Quote:
GPT-4: Censorship now 82% more effective, at following our human-instilled manual censorship overrides, than GPT-3.5
Our mitigations have significantly improved many of GPT-4's safety properties compared to GPT-3.5. We've decreased the model's tendency to respond to requests for disallowed content by 82% compared to GPT-3.5, and GPT-4 responds to sensitive requests (e.g., asking for offensive content) in accordance with our policies 29% more often.
On the RealToxicityPrompts dataset [67], GPT-4 produces "toxic" generations only 0.73% of the time, while GPT-3.5 generates toxic content 6.48% of time.
Model-Assisted Safety Pipeline:
As with prior GPT models, we fine-tune the model's behavior using reinforcement learning with human feedback (RLHF) [34, 57] to produce responses better aligned with the user's intent. However, after RLHF, our models can still be brittle on unsafe inputs as well as sometimes exhibit undesired behaviors on both safe and unsafe inputs. These undesired behaviors can arise when instructions to labelers were underspecified during reward model data collection portion of the RLHF pipeline. When given unsafe inputs, the model may generate undesirable content, such as giving advice on committing crimes. Furthermore, the model may also become overly cautious on safe inputs, refusing innocuous requests or excessively hedging. To steer our models towards appropriate behaviour at a more fine-grained level, we rely heavily on our models themselves as tools. Our approach to safety consists of two main components, an additional set of safety-relevant RLHF training prompts, and rule-based reward models (RBRMs).
Our rule-based reward models (RBRMs) are a set of zero-shot GPT-4 classifiers. These classifiers provide an additional reward signal to the GPT-4 policy model during RLHF fine-tuning that targets correct behavior, such as refusing to generate harmful content or not refusing innocuous requests.

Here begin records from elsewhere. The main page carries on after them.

PR #718, opened 2026-08-05
RTL: keep the reorder map on wrapped lines in scrollback

nuved:
**Draft — work in progress.**

> Depends on #710 (the `scrollRect` rtlFound fix): this branch is stacked on it
> and its test reuses that harness, so the diff currently shows both commits.
> Once #710 lands, a rebase drops the shared commit and only the scrollback fix
> remains.

A wrapped line's bidi is stored once for the whole raw line in the line buffer.
`_wrappedLineWithWrapWidth:` already slices out the requested display row's
portion (range `[offset, offset+width)`, padded to width). The Swift accessor
then split that result a second time by `lineOffset` — which equals that same
offset — so every continuation row asked for `[width, …)` of a slice that only
has `width` cells and got nothing. The row came back with no reorder map, so a
right-to-left line drawn from scrollback rendered its continuation rows in
logical order (reversed/scrambled) while the on-grid copy was fine. This scrambled
Persian in `less`, full-screen agent CLIs, and other programs once their output
scrolled into history.

Return the already-sliced per-row bidi instead of re-splitting it. Gated behind
bidi support, so it is inert when right-to-left support is off.

## Tests

Adds a test that scrolls a wrapped Persian paragraph into history and requires
each row to render identically from scrollback and from the grid; it fails
before this change (continuation row loses its map) and passes after.

### DIFF
--- a/ModernTests/BidiTUIRepaintTests.swift
+++ b/ModernTests/BidiTUIRepaintTests.swift
@@ -1,0 +1,338 @@
+//
+//  BidiTUIRepaintTests.swift
+//  ModernTests
+//
+//  A TUI (like an AI agent CLI) repaints its output in place: cursor up,
+//  erase line, rewrite, then eventually the rows scroll into history. Rows
+//  written this way must get the same bidi treatment as rows printed once
+//  and never touched. These tests replay that write pattern at the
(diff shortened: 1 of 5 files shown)


nuved:

PR #719, opened 2026-08-05
Paste: opt-in strip of zero-width bidi/format characters

nuved:
**Draft — work in progress.**

Adds an opt-in Advanced Setting to strip zero-width bidi/format characters
(ZWNJ, ZWJ, ZWSP, LRM/RLM, word joiner, soft hyphen, ZWNBSP) when pasting.

## Why

Line editors such as zsh/readline and some TUIs render a zero-width format
character as a visible `<200c>`, because macOS classifies U+200C (the Persian
half-space, ZWNJ) as a control character (`iswcntrl(0x200c) == 1`). Pasting
Persian at a shell prompt then fills the command line with `<200c>` markers. The
characters are correct in the pasted data; it's the line editor that draws them.

## Gating

Off by default, and double-gated: it only runs when the **Bidi** preference is
enabled *and* the Advanced Setting is on. These characters are meaningful (the
half-space ZWNJ carries orthographic meaning, the marks carry direction), so
removing them changes the text — it's an explicit opt-in, inert otherwise.


nuved:

PR #41, opened 2021-05-02
Read files in 16KiB chunks

casey:
This creates a new type, `FileStream`, and implements `Stream` for it. Unlike `Future`, `Stream` requires manually implementing a trait. (I tried to find a crate, or implementation that I could copy, and surprisingly wasn't able to find one out there.)

I chose 16 KiB totally arbitrarily as the chunk size.

The chunk buffer is actually allocated on the stack:

```rust
let data = &mut [MaybeUninit::uninit(); 16 * 1024];
```

This should get optimized to just an increment of the stack pointer. It feels weird, but I don't actually think there are any negative effects of using 16KiB of stack space.

I wrote a unit test, but wasn't sure how to write an integration test. One way would be to restrict the amount of memory the process is allowed to use to, say, 16 MiB, using cgroups, and then stream a 32 MIB file. If it doesn't crash, it must be chunking it. Another form of test, since it's a performance optimization, would be to write a benchmark and then somehow make sure we don't regress on the benchmark too badly. I'm leaning towards the latter. What's your philosophy on testing performance optimizations that don't produce observable changes?

One thing which isn't great is that we're creating a new allocation for every read. The `Bytes` constructor here will allocate on the heap:

```rust
Poll::Ready(Some(Ok(Bytes::copy_from_slice(buf.filled()))))
```

I found [this crate](https://docs.rs/stream-body/0.1.1/stream_body/) that specifically solves this problem, but it's written for tokio 0.2, which is a few versions behind, so we'd have update it if we want to use it. It doesn't look suuuuper complicated, so the update should probably be doable.

One other possibility that I just thought of is to try to implement `hyper::body::HttpBody`, which might allow avoiding the allocation. I think that's probably worth trying, it looks like it's a simple trait, and not much more complex than `Stream`.

To Do:
- [ ] ~~Try implementing `HttpBody` instead of `Stream` to avoid allocation~~ (I looked into how to do this, and it's nontrivial. I think we should avoid bothering until we know for sure that the allocation is a problem. It could easily turn out that the cost of allocating is dwarfed by the cost of reading the data from disk.)
- [ ] Write end-to-end test
- [ ] Profile or do research to determine optimal chunk size


src/file_stream.rs
```diff
@@ -0,0 +1,87 @@
...
+
+    let want = &[0x15; 200];
+
+    std::fs::write(&path, want).unwrap();
+
+    let file = File::open(path).await.unwrap();
+
+    let mut stream = FileStream::new(file, FilePath::new("foo.txt"));
+
+    let mut have = Vec::new();
```
soenkehahn, line 78: `s/have/result`

src/file_stream.rs
```diff
@@ -0,0 +1,87 @@
...
+
+#[pin_project]
+pub(crate) struct FileStream {
+  #[pin]
+  file: File,
+  path: FilePath,
+}
+
+impl FileStream {
+  pub(crate) fn new(file: File, path: FilePath) -> Self {
```
soenkehahn, line 27: Maybe this shouldn open the `File` itself?

casey:
From the build, it looks like `libc::mkfifo` isn't defined on windows, so perhaps that `s!` macro is doing some magic.

I wrote some simple tests to try to figure out what was going on. The first just tried to use FileStream with a FIFO, which hung: 

https://github.com/soenkehahn/foo/pull/41/commits/bcb5e6d56cdc98a9663131945fda00d2834fa5a7#diff-19cc0f65267ab7859051d82a7d6ec5687e8d55eda1964b545d8e066b04dcd3a9R97

The second tried to just read and write a FIFO in two different threads (no async) in the same process, which hung: 

https://github.com/soenkehahn/foo/pull/41/commits/b292de09b58c846fbf1eb1aeb6a6ee85849283a2#diff-19cc0f65267ab7859051d82a7d6ec5687e8d55eda1964b545d8e066b04dcd3a9R126

I then switched it so that the writer was in another process, and it didn't hang:

https://github.com/soenkehahn/foo/pull/41/commits/868ca4e155de772b2d95509751b90c377326aed5#diff-19cc0f65267ab7859051d82a7d6ec5687e8d55eda1964b545d8e066b04dcd3a9L134

I'm not totally sure what's going on, since it seems to me that it should work with multiple threads.

casey:
I moved the test using threads into the playground, and it doesn't hang:

https://play.rust-lang.org/?version=stable&mode=debug&edition=2018&gist=30e9a61d1ea3e474e48d53d460c824dc

I am guessing that there is some OS-specific FIFO behavior that we're running into on macOS.

soenkehahn:
Yeah, that's really weird. Could it be that file handles are used to identify which futures/threads to wake up? When those futures/threads read or write to file handles? And since the file handle is the same both for reading and writing -- since it's the same named pipe -- that doesn't work properly? As in one of them doesn't get woken up and that's why it doesn't terminate. And on macos that's how it works for futures *and* threads, but on linux that's how it works only for futures and *not* for threads? Grasping at straws here.

Is this maybe also just non-deterministic?

soenkehahn:
I just added a commit (5f461cb) with future based tests for `FileStream` that passes reliably on my machine. It uses `tokio::fs::write` instead of `AsyncWriteExt`. Not sure why one works while the other doesn't.

PR #43, opened 2021-05-02
Add watch recipe to justfile

casey:


soenkehahn (approved):
I'll probably won't use this much, since I'm used to running `entr`. But LGTM.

https://cdn.openai.com/papers/gpt-4.pdf
Here is the livestream if you want to watch the release:
https://www.youtube.com/live/outcGtbnMuQ?feature=share
It starts at 2pm pacific or 4 pm central.
It could have been good but it's clear that it's just going to respond like a leftist redditor instead of what it should have been, an unbiased repository of data that can read and interpret virtually anything. Now we'll just get propaganda and people will think it's correct immediately because it's from AI.